» **What is being asked**
Counting only lines that contain the word "files", state the total for the listing below and nothing else.

########

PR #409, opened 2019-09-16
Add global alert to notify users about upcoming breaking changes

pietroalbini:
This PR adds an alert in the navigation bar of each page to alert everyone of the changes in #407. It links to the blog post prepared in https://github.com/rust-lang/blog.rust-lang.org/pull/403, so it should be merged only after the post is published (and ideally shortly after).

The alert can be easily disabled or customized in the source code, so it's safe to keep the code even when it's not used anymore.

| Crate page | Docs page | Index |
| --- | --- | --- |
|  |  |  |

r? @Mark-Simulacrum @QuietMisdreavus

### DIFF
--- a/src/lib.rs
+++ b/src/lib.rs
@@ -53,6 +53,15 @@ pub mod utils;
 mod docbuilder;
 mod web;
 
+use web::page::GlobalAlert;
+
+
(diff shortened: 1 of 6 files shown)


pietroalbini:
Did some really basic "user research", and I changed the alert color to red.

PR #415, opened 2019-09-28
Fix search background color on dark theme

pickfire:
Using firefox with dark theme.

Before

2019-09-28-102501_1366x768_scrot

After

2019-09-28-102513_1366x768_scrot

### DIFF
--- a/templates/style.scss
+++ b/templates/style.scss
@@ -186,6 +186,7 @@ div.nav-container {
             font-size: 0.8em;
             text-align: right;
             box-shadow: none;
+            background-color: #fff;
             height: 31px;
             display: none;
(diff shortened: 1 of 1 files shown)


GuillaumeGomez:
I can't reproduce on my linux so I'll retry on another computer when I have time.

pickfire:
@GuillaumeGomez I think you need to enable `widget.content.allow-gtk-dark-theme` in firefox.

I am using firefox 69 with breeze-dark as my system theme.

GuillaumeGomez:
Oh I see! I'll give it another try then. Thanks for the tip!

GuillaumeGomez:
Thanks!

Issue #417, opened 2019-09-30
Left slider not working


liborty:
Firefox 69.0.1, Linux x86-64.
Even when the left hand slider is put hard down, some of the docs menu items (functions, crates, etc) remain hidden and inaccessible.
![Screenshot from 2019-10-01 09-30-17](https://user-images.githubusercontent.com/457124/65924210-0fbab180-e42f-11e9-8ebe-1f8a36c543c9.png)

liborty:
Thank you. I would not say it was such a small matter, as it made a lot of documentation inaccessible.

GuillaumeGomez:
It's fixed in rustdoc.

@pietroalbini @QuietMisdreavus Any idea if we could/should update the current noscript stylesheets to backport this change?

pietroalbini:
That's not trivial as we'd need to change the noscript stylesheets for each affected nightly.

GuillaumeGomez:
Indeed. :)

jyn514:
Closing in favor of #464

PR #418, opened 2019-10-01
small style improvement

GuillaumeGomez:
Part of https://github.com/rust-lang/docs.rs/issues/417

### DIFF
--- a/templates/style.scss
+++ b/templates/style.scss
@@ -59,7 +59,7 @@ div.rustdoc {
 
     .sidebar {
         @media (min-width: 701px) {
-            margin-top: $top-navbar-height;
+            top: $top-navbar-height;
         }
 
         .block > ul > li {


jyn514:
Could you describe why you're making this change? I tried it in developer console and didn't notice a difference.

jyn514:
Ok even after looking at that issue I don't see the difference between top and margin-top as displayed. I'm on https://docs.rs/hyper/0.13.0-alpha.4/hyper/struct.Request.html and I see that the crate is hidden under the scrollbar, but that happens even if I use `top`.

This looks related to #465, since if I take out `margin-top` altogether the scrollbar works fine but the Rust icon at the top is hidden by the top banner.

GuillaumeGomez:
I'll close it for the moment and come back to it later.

########

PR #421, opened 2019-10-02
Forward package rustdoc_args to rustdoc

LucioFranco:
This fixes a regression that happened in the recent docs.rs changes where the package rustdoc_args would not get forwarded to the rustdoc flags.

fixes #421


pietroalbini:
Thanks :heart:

########

» **Task result**
2